[Available records]

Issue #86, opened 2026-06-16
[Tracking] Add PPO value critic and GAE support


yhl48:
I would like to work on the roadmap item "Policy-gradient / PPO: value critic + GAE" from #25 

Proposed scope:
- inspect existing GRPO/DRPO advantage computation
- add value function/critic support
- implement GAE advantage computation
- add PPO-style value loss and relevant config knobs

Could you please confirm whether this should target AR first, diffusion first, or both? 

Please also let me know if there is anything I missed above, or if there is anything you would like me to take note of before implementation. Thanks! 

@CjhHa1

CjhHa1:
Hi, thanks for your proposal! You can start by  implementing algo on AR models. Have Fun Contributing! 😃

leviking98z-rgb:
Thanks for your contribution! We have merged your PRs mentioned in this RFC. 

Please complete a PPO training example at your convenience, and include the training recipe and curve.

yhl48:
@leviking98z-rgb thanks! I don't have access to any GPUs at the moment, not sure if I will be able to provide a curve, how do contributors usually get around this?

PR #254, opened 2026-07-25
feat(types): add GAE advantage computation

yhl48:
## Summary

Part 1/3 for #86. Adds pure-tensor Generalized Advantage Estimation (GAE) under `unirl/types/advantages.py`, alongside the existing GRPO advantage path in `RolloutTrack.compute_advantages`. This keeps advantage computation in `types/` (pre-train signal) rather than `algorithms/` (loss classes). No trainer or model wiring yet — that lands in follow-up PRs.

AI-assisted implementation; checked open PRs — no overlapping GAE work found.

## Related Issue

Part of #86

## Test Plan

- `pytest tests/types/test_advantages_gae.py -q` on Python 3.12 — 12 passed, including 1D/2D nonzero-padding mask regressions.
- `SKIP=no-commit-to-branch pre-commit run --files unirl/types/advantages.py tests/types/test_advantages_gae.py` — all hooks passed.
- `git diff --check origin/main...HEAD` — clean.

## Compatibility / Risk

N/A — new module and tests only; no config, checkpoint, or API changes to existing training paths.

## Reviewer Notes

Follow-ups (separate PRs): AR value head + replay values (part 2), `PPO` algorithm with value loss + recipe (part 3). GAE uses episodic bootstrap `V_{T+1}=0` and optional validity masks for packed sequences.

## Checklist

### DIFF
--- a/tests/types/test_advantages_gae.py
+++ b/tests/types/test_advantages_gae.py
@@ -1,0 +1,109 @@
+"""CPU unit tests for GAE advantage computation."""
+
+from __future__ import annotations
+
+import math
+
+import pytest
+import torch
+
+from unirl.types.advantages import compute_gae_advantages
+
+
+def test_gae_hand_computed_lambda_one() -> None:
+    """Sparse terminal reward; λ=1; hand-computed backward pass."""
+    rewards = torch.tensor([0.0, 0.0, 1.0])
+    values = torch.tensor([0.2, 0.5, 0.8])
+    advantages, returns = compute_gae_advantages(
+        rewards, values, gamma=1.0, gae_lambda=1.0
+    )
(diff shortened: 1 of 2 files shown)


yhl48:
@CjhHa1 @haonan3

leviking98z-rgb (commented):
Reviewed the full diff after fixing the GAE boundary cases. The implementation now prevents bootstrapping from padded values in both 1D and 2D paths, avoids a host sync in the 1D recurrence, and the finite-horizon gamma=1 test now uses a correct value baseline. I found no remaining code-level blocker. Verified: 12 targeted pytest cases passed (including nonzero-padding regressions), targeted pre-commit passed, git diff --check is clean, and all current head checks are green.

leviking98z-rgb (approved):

[/Available records]

Work item: Answer with a single number: the count of lines in the records that contain "import".

Exercise response: 5